Return copies of the lines below that mention "QueryContext".

-------- Records shown

PR #112, opened 2026-09-15
Read every hook's tool call through one reader that refuses what it cannot read (#95)

### LINKED ISSUE #95: Every hook permits when jq is absent or its input is malformed

## Problem

Every hook reads its input with its own `jq` call (`no-git-push.sh:78`, `no-pr-decisions.sh:113`, `no-commit-to-main.sh:86`, `no-work-on-stale-branch.sh:198`, `pytest-via-uv-group.sh:84`, `alembic-via-uv-group.sh:37`, `append-only-docs.sh:24`, `append-only-docs-edit.sh:29`, at `origin/dev-05` 750aace). When that read fails, `COMMAND` is empty and every hook exits 0.

Measured against the committed hooks, with `git push --force origin main` and `gh pr merge 5` as the commands (both refused, exit 2, in a normal environment):

| condition | `no-git-push.sh` | `no-pr-decisions.sh` | `no-commit-to-main.sh` |
|---|---|---|---|
| `jq` absent from `PATH` | **0** | **0** | **0** |
| stdin not JSON | **0** | – | – |
| empty stdin | **0** | – | – |
| `{"tool_name":"Bash","tool_input":{}}` (no command) | **0** | – | – |

`jq` absent is #84's finding again in a different place. #84 made a hook that cannot load `lib/command-scan.sh` refuse rather than permit; it did not cover the tool every hook needs before it reaches the library. No check pins any row of this table.

kind: `defect-permitting`

- **Q19 — fail closed** when `jq` is absent, when stdin is not valid JSON, or when the field the hook reads (`tool_input.command`; `tool_input.file_path` for the Edit hook) is missing or not a string. **Fail open only for an empty command string**: there is nothing to run. The reasoning is CLAUDE.md's left-open item 3: a blocked command is visible and one edit away, a silently permitted push is neither. A change to the harness's payload format then shows up as every Bash call refused, not as every guard switched off without a word.
- **Q27 — every hook, enforced once.** The seven Bash hooks and the Edit hook. The input read moves into one shared reader in `lib/command-scan.sh`, beside the load contract #84 established, so eight copies cannot disagree. `append-only-docs-edit.sh` does not source the library today (its line 49 says why); it either starts sourcing it for the reader, or the PR records why it keeps its own copy and a check pins that copy's refusals identically.
- **The trade is recorded, not just the fix.** An environment without `jq` will refuse every Bash command, including `pytest` and `alembic` invocations the convention hooks would otherwise permit. The refusal message names the cause ("jq is not on PATH") so the fix is one install away. The trade goes in the library's header and in a check.

## Acceptance criteria

- [ ] With `jq` absent from `PATH` (fixture: a directory of symlinks to the system tools minus `jq`), each of the eight hooks exits **2** with a message naming `jq`.
- [ ] Invalid JSON, empty stdin, and a missing or non-string command field: each Bash hook exits **2**; the Edit hook the same for `file_path`.
- [ ] An empty command string (`"command":""`): each Bash hook exits **0**.
- [ ] Normal payloads are unchanged: the full existing suite stays green.
- [ ] Every new check fails with the fix reverted.
- [ ] CLAUDE.md or the library header states the fail direction for each condition in one place.

## Testing decisions

Seam 1. Literal verdicts. The `jq`-less `PATH` is a fixture built by the suite, not an assumption about the machine. After B5 lands, "permit" means exit exactly 0.

Blocks W5 of #103.

bgunyel:
Closes #95. Part of #36; unblocks W5 of #103.

## The defect

Every hook read its tool call with its own `jq -r`. When that read failed, the command was empty and the hook exited 0. At dev-05 e8c132f, all eight hooks permitted every one of these conditions:

- `jq` off PATH
- stdin not JSON, cut off, empty, or followed by text
- a `command` or `file_path` that was missing or not a string

## The fix

`cs_tool_input <field>` in `lib/command-scan.sh` is now the only read, and all eight hooks call it (#103 Q27). It refuses (exit 2) in three cases:

- `jq` is not on PATH. The message names `jq`, so the fix is one install away.
- stdin is not exactly one JSON value.
- `tool_input.<field>` is missing or not a string.

It permits only a string. An empty command string reads as empty, and the hooks permit it: there is nothing to run (#103 Q19).

Two details matter:

- **It reads all of stdin before printing.** `jq` exits 0 on empty input, and it prints the first value before failing on trailing text. So neither its exit status nor its output is enough on its own.
- **It checks the field's type inside `jq`.** `jq -r` prints a JSON null as the string `null`.

The fail direction for every condition is stated once, under **THE INPUT READ** in the library header. Every hook checks for the reader in its load guard. The two append-only hooks now source the library for this reader alone, so the Edit hook keeps no copy of its own.

## Trades, recorded in the code and pinned by checks

- **Without `jq`, everything is refused.** That covers every Bash command and every Edit or Write, including the `uv run` forms of pytest and alembic that the convention hooks exist to permit.
- **`no-work-on-stale-branch.sh` now loads the library before reading input.** So a missing `lib/` also refuses on a branch carrying work, where it used to permit. This is recorded as a `flip`, ALLOW → BLOCK. With `lib/` gone, every other Bash hook already refused every command.
- **An empty `file_path` is still permitted.** It names no file. #95 did not decide this case, so this PR does, and pins it.

## Checks

- **New section, `issue #95`, at the foot of `check-hooks.sh`.**
  - New helpers `feed` and `feed_says` hand a hook raw stdin and read the exit code exactly: 0 is ALLOW, 2 is BLOCK, anything else FAILs (the #98 rule, applied here).
  - The `jq`-less PATH is a fixture the suite builds: symlinks to every tool on PATH, with a twin that includes `jq` as its control.
- **Load contract.** It now covers eight consumers, and it tests `cs_tool_input` with the function missing for each one.
- **Derived checks.**
  - The hooks checked are exactly the ones `settings.json` registers, for Bash, Edit and Write.
  - No hook calls `jq` itself.

**Against dev-05:** every BLOCK check and every message check fails. The ALLOW checks pass there by design; they catch a fix that refuses too much, and each one names the over-fix it catches.

**Mutation-checked in scratch copies: 14 mutants, all killed.** Two of them survived the first pass:

- **The reader's object-type tests.** They were dead code, because indexing a non-object is already a `jq` error, so they were removed.
- **The "exactly one value" test.** A check for two back-to-back JSON values was added.

## Evidence

```
bash .claude/hooks/check-hooks.sh
ALL CHECKS PASSED   (1224 ok, 0 FAIL)
```

Hook latency is unchanged, roughly 10–80 ms per call, measured against dev-05.

## Left open

The "no hook calls `jq` itself" check strips comments the same way `armed` does. That also cuts a line at a `${x#y}` expansion, so a `jq` call after one on the same line would not be seen by that text check. The comment above the check says so.

`make upgrade-safe` has not been run on this branch. No dependency changed, but CLAUDE.md requires it before merge.


bgunyel:
## Review against #95's acceptance criteria

Reviewed by the assistant at head `77f50f2`. **No defect found in the fix. Not ready to merge until the three items under _Before merge_ are settled.**

### What was run

- **Suite on the PR head:** `bash .claude/hooks/check-hooks.sh` gave 1224 ok, 0 FAIL.
- **Suite on the PR merged with current `dev-05`** (`d71ab1c`, which includes #111): the merge is clean with no conflicts, and the suite gave **1261 ok, 0 FAIL**. The "no hook calls `jq` itself" check still passes, so #111 added no second input read.
- **Revert test:** this PR's `check-hooks.sh` against the nine hook and library files from `dev-05` `e8c132f`.
- **Extra inputs:**
  - A trailing newline, CRLF and a leading BOM are all read correctly.
  - A 5 MB Write payload is read in 96 ms.
  - A normal `git push --force origin main`, a `gh pr merge 5`, and an edit to an existing `docs/dev-log/` entry are all still refused.
- **Latency:** within 0–2 ms of `dev-05` on the four hooks timed.

### Acceptance criteria

| # | Criterion | Verdict |
|---|---|---|
| 1 | `jq` absent → all eight hooks exit 2, naming `jq` | ✅ All eight. The PATH fixture is built by the suite, with a with-jq twin as the control. |
| 2 | Invalid JSON, empty stdin, missing or non-string field → exit 2 (`file_path` for the Edit hook) | ✅ All pass here and all fail on `dev-05`. Also covers cut-off input, trailing text, two values, `null` and `false`. |
| 3 | `"command":""` → each Bash hook exits 0 | ✅ |
| 4 | Normal payloads unchanged, existing suite green | ✅ One existing #84 check changes its verdict; see _Before merge_ 2. |
| 5 | Every new check fails with the fix reverted | ⚠️ Met for every BLOCK check and every message check: 150 fail in the #95 section. The 26 ALLOW checks and the 3 `settings.json` derivation checks pass on `dev-05`. A check that expects ALLOW cannot go red when a fix that only adds refusals is removed, and the derivations read `settings.json`, not hook behaviour. The PR body says this. |
| 6 | Fail direction stated in one place | ✅ THE INPUT READ in `lib/command-scan.sh`, with THE TRADE beside it. Both are pinned. |

### Before merge

1. **`make upgrade-safe` has not been run.** CLAUDE.md requires it before a PR closes. No dependency changed, so a pass is expected, but it has not been run.
2. **The #84 check reversed by this PR needs a decision.** With `lib/` missing, `no-work-on-stale-branch.sh` now refuses on a branch carrying work, where #84 pinned ALLOW. The assistant recommends accepting it: with `lib/` gone, every other Bash hook already refuses every command.
3. **Empty `file_path` → ALLOW needs a decision.** #95 left this case open. The assistant recommends accepting it: an empty path names no file, and it is the existing behaviour.

### Minor

- **The revert result is hard to reproduce.** Run against the `dev-05` hooks, this suite exits 1 at the `mk_halflib` fixture guard ("did not rename cs_tool_input away") before it reaches the #95 section. The 150 failures above were counted with that guard disabled in a scratch copy. The suite still goes red, so criterion 5 is not at risk, but a line in the PR body on how "against dev-05" was measured would help the next reviewer.
- **The PR body is out of date.** It quotes 1224 checks against `e8c132f`; on current `dev-05` the count is 1261.
- **Criterion 5 in #95** could read "every BLOCK check and every message check fails with the fix reverted", so it matches what can be checked.
- **`requirements.md` (#104) is not on `dev-05` yet**, so no `GH-95` entry is owed now. It will be needed when #104 lands.

bgunyel:
## Review points addressed

Answering the review above, item by item. The PR head is now `4025413`.

### Before merge

1. **`make upgrade-safe`: not run.** Bertan asked for it to be left out of this round, so it is still outstanding before merge.
2. **#84 check reversed: accepted by Bertan.** With `lib/` missing, `no-work-on-stale-branch.sh` now refuses on a branch carrying work. The PR description records the acceptance; the `flip` in the suite already pinned the new verdict.
3. **Empty `file_path` → ALLOW: accepted by Bertan.** Recorded in the description. The hook and a check already pinned it.

### Minor

- **The revert result was hard to reproduce.** Re-measured by the assistant on the merge with `dev-05`, and the description now says how.
  - **Setup:** this branch's `check-hooks.sh`, in a scratch copy, with the eight hooks and `lib/command-scan.sh` taken from `origin/dev-05`.
  - **The one change to the suite:** the `mk_halflib "$hook" cs_tool_input` loop is replaced by `:`. It stops the suite early on an old library, which has no `cs_tool_input` to rename away.
  - **Result:** 150 of the 179 checks in the #95 section fail and 29 pass, the same numbers the review got.
  - **What fails:** 131 BLOCK checks, 8 message checks, 8 "does not call `jq` itself" checks, and 3 text pins.
  - **What passes:** 26 ALLOW checks and 3 `settings.json` derivations.
- **The description's check count was stale.** `dev-05` (`d71ab1c`, which includes #94 via #111) is merged in as `4025413`. The merge was clean. In `no-work-on-stale-branch.sh` the input read still runs before #94's `canonical_dir` git reads. The suite passes at `4025413` with **1261 ok, 0 FAIL**, and the description now quotes that.
- **#95's criterion 5 reworded.** It now reads "Every new BLOCK check and every new message check fails with the fix reverted", with a note in the issue on when and why. That was the only line of the issue changed.
- **`requirements.md` (#104):** nothing is owed until it lands on `dev-05`.

PR #765, opened 2020-02-04
[IOTDB-335] Merge different aggregations on same timeseries

samperson1997:
Separate query executions of the same timeseries with different aggregate functions can be optimized

### DIFF
--- a/server/src/main/java/org/apache/iotdb/db/query/executor/AggregationExecutor.java
+++ b/server/src/main/java/org/apache/iotdb/db/query/executor/AggregationExecutor.java
@@ -19,6 +19,12 @@
 
 package org.apache.iotdb.db.query.executor;
 
+import java.io.IOException;
+import java.util.ArrayList;
+import java.util.Arrays;
+import java.util.HashMap;
+import java.util.List;
+import java.util.Map;
 import org.apache.iotdb.db.conf.IoTDBDescriptor;
 import org.apache.iotdb.db.exception.StorageEngineException;
 import org.apache.iotdb.db.exception.path.PathException;
@@ -31,8 +37,8 @@ import org.apache.iotdb.db.query.dataset.SingleDataSet;
 import org.apache.iotdb.db.query.factory.AggreResultFactory;
 import org.apache.iotdb.db.query.reader.IReaderByTimestamp;
 import org.apache.iotdb.db.query.reader.seriesRelated.ISeriesReader;
-import org.apache.iotdb.db.query.reader.seriesRelated.SeriesReaderByTimestamp;
 import org.apache.iotdb.db.query.reader.seriesRelated.SeriesReader;
+import org.apache.iotdb.db.query.reader.seriesRelated.SeriesReaderByTimestamp;
 import org.apache.iotdb.db.query.timegenerator.EngineTimeGenerator;
 import org.apache.iotdb.tsfile.file.metadata.enums.TSDataType;
 import org.apache.iotdb.tsfile.file.metadata.statistics.Statistics;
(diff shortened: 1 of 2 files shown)


server/src/main/java/org/apache/iotdb/db/query/executor/AggregationExecutor.java
```diff
@@ -121,23 +127,21 @@ private AggregateResult aggregateOneSeries(int i, Filter timeFilter, QueryContex
         //cal by pageheader
         if (seriesReader.canUseCurrentPageStatistics()) {
           Statistics pageStatistic = seriesReader.currentPageStatistics();
-          aggregateResult.updateResultFromStatistics(pageStatistic);
-          if (aggregateResult.isCalculatedAggregationResult()) {
```
qiaojialin: If one series relates to a   min_time and first_value, we'd better return result if all aggregateResult  has calculated aggregation results.

server/src/main/java/org/apache/iotdb/db/query/executor/AggregationExecutor.java
```diff
@@ -80,39 +82,43 @@ public QueryDataSet executeWithoutValueFilter(QueryContext context)
...
-  }
 
+    return constructDataSet(Arrays.asList(aggregateResultList));
+  }
 
-  /**
-   * get aggregation result for one series
-   */
-  private AggregateResult aggregateOneSeries(int i, Filter timeFilter, QueryContext context)
+  private List<AggregateResult> aggregateOneSeries(Map.Entry<Path, List<Integer>> series,
```
qiaojialin: add javadoc and an example

given : 
paths: s1, s2, s3, s1
aggregations: count, sum, count, sum

seriesMap:  
s1 -> 0, 3
s2 -> 2
s3 -> 3

samperson1997: Hi, thanks! I have intended put the example to `mergeSameSeries` method

qiaojialin: this function could be renamed to  groupAggregationsBySeries

server/src/main/java/org/apache/iotdb/db/query/executor/AggregationExecutor.java
samperson1997: Thanks for your proposal. I use an `aggregateResultList` to store whether the `aggregateResult` is calculated... which is consistent with the `aggregateResultList`. Do you think it is okay?

server/src/main/java/org/apache/iotdb/db/query/executor/AggregationExecutor.java
samperson1997: Done.

server/src/main/java/org/apache/iotdb/db/query/executor/AggregationExecutor.java
```diff
@@ -129,10 +129,15 @@ public QueryDataSet executeWithoutValueFilter(QueryContext context)
...
-          aggregateResult.updateResultFromStatistics(chunkStatistics);
-          if (aggregateResult.isCalculatedAggregationResult()) {
-            isCalculatedList.set(i, true);
+          if (Boolean.FALSE.equals(isCalculatedList.get(i))) {
+            AggregateResult aggregateResult = aggregateResultList.get(i);
+            aggregateResult.updateResultFromStatistics(chunkStatistics);
+            if (aggregateResult.isCalculatedAggregationResult()) {
+              isCalculatedList.set(i, true);
+            }
+            if (isCalculatedList.stream().allMatch(element -> element == Boolean.TRUE)) {
```
qiaojialin: replace this with an counter

PR #767, opened 2020-02-04
Fix sync schema pos bug

fanhualta:


qiaojialin:
In which case it is null?

fanhualta:
> In which case it is null?

After the file is created for the first time, the system fails before the pos data is written, and then the file will be empty when the IoTDB system is restarted, which will lead to null.

PR #773, opened 2020-02-06
Add SeriesReaderByTimestampTest for SeriesReaderByTimestamp

jack870131:
Add the unit test for SeriesReaderByTimestamp.


jack870131:
> I think it's better to extract the prepare methods to another test util class.

@JackieTien97 @qiaojialin I have added a util class for preparing series and files. Please have a look. Thx.

server/src/test/java/org/apache/iotdb/db/query/reader/series/SeriesReaderByTimestampTest.java
```diff
@@ -0,0 +1,65 @@
+package org.apache.iotdb.db.query.reader.series;
```
qiaojialin: add apache header

jack870131: @qiaojialin Done.

PR #784, opened 2020-02-10
[IOTDB-470]fix IllegalArgumentException when there exists 0 byte TsFile

EJTTianYu:


server/src/main/java/org/apache/iotdb/db/engine/storagegroup/StorageGroupProcessor.java
```diff
@@ -265,9 +265,17 @@ private void recover() throws StorageGroupProcessorException {
       recoverUnseqFiles(unseqTsFiles);
 
       for (TsFileResource resource : seqTsFiles) {
+        //After recover, case the TsFile's length is equal to 0, delete both the TsFileResource and the file itself
+        if (resource.getFile().length() == 0) {
+          deleteTsfile(resource.getFile());
```
jixuan1989: resource.remove() seems better.

EJTTianYu: it seems that resource.remove() just remove the related file, while deleteTsFile method could also remove the TsFileResource from sequenceFileList/unSequenceFileList.
Does we need to reserve the TsFileResource when the TsFile is 0 byte length

qiaojialin: If the tsfile length is 0. the resource should be removed from the resourceList, otherwise exception may occur in the query process

PR #789, opened 2020-02-11
Self-serve modification of git topics

liutaohua:


jixuan1989:
Wow, so it works in this way?
how about adding a TSDB label?

liutaohua:
> Wow, so it works in this way?

 right 💯

PR #790, opened 2020-02-11
[IoTDB-468] Restructure QueryPlan

Alima777:
The AlignByDevice query ( which is called groupByDevice before ) and general query aligning by time are both storaged in QueryPlan now. However, they invoke different query process bascially, so it's necessary to restructure the QueryPlan and seperate the AlignByDeviceQuery from it. 

The QueryPlan is designed as base class, which has AlignByTimePlan and AlignByDevicePlan as subclasses. This restructure may bring some usage changes, because the general query which uses QueryPlan directly before has to instantiate AlignByTimePlan now.

If you think the design is not friendly for users, welcome to comment.

### DIFF
--- a/server/src/main/java/org/apache/iotdb/db/qp/physical/crud/AlignByDevicePlan.java
+++ b/server/src/main/java/org/apache/iotdb/db/qp/physical/crud/AlignByDevicePlan.java
@@ -1,0 +1,162 @@
+package org.apache.iotdb.db.qp.physical.crud;
+
+import java.util.ArrayList;
+import java.util.List;
+import java.util.Map;
+import java.util.Set;
+import org.apache.iotdb.db.qp.logical.Operator;
+import org.apache.iotdb.db.qp.logical.Operator.OperatorType;
+import org.apache.iotdb.tsfile.file.metadata.enums.TSDataType;
+import org.apache.iotdb.tsfile.read.expression.IExpression;
+
+public class AlignByDevicePlan extends QueryPlan {
+
+  private List<String> measurements; // for group by device sql, e.g. temperature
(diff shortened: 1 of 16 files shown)


server/src/main/java/org/apache/iotdb/db/qp/physical/crud/AlignByDevicePlan.java
```diff
@@ -0,0 +1,162 @@
+package org.apache.iotdb.db.qp.physical.crud;
```
samperson1997: Hi, don't forget the Apache license.

server/src/main/java/org/apache/iotdb/db/qp/physical/crud/AlignByTimePlan.java
```diff
@@ -0,0 +1,58 @@
+package org.apache.iotdb.db.qp.physical.crud;
```
samperson1997: Same above.

qiaojialin:
resubmit to new_series_reader

server/src/main/java/org/apache/iotdb/db/qp/physical/crud/AlignByDevicePlan.java
Alima777: Thank you! I will fix it.

server/src/main/java/org/apache/iotdb/db/qp/physical/crud/AlignByTimePlan.java
Alima777: Thank you! I will fix it.

PR #798, opened 2020-02-13
del ChunkLoaderImpl LruCache 

liutaohua:


jixuan1989:
Hi, the reason for discarding the cache?

liutaohua:
> Hi, the reason for discarding the cache?

Chunkloader has a problem with the use it , it is `new` in most cases, so cache will not be used! And a huge cache will cause OOM. 
This issue has been fixed and submitted by Jackie tien

PR #802, opened 2020-02-14
Cached chunk

JackieTien97:


server/src/main/java/org/apache/iotdb/db/engine/cache/ChunkCache.java
```diff
@@ -0,0 +1,153 @@
...
+
+    cacheRequestNum.incrementAndGet();
+
+    try {
+      readLock.lock();
+      if (lruCache.containsKey(chunkMetaData)) {
+        cacheHitNum.incrementAndGet();
+        printCacheLog(true);
+        Chunk chunk = lruCache.get(chunkMetaData);
+        return new Chunk(chunk.getHeader(), chunk.getData().duplicate(), chunk.getDeletedAt(), reader.getEndianType());
```
qiaojialin: why not return the chunk got from cache?

server/src/main/java/org/apache/iotdb/db/engine/cache/ChunkCache.java
```diff
@@ -0,0 +1,153 @@
...
+  }
+
+  public static ChunkCache getInstance() {
+    return ChunkCacheHolder.INSTANCE;
+  }
+
+  public Chunk get(ChunkMetaData chunkMetaData, TsFileSequenceReader reader) throws IOException {
+    if (!cacheEnable) {
+      Chunk chunk = reader.readMemChunk(chunkMetaData);
+      return new Chunk(chunk.getHeader(), chunk.getData().duplicate(), chunk.getDeletedAt(), reader.getEndianType());
```
qiaojialin: why new a Chunk?

server/src/main/java/org/apache/iotdb/db/engine/cache/ChunkCache.java
```diff
@@ -0,0 +1,153 @@
...
+      printCacheLog(true);
+      Chunk chunk = lruCache.get(chunkMetaData);
+      readLock.unlock();
+      return new Chunk(chunk.getHeader(), chunk.getData().duplicate(), chunk.getDeletedAt(), reader.getEndianType());
+    }
+    printCacheLog(false);
+    Chunk chunk = reader.readMemChunk(chunkMetaData);
+    lruCache.put(chunkMetaData, chunk);
+    writeLock.unlock();
+    return new Chunk(chunk.getHeader(), chunk.getData().duplicate(), chunk.getDeletedAt(), reader.getEndianType());
```
qiaojialin:
```suggestion
    return chunk;
```

server/src/main/java/org/apache/iotdb/db/engine/cache/ChunkCache.java
JackieTien97: The chunk has a field byte buffer, it should be reused.

server/src/main/java/org/apache/iotdb/db/engine/cache/ChunkCache.java
```diff
@@ -0,0 +1,153 @@
...
+  private final ReadWriteLock lock = new ReentrantReadWriteLock();
+  private final Lock readLock = lock.readLock();
+  private final Lock writeLock = lock.writeLock();
+
+
+  private ChunkCache() {
+    lruCache = new LRULinkedHashMap<ChunkMetaData, Chunk>(MEMORY_THRESHOLD_IN_CHUNK_CACHE, true) {
+      @Override
+      protected long calEntrySize(ChunkMetaData key, Chunk value) {
+        return RamUsageEstimator.sizeOf(value) + RamUsageEstimator.sizeOf(value);
```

----------------

§ **Exercise response**
@@ -80,39 +82,43 @@ public QueryDataSet executeWithoutValueFilter(QueryContext context)
-  private AggregateResult aggregateOneSeries(int i, Filter timeFilter, QueryContext context)
@@ -129,10 +129,15 @@ public QueryDataSet executeWithoutValueFilter(QueryContext context)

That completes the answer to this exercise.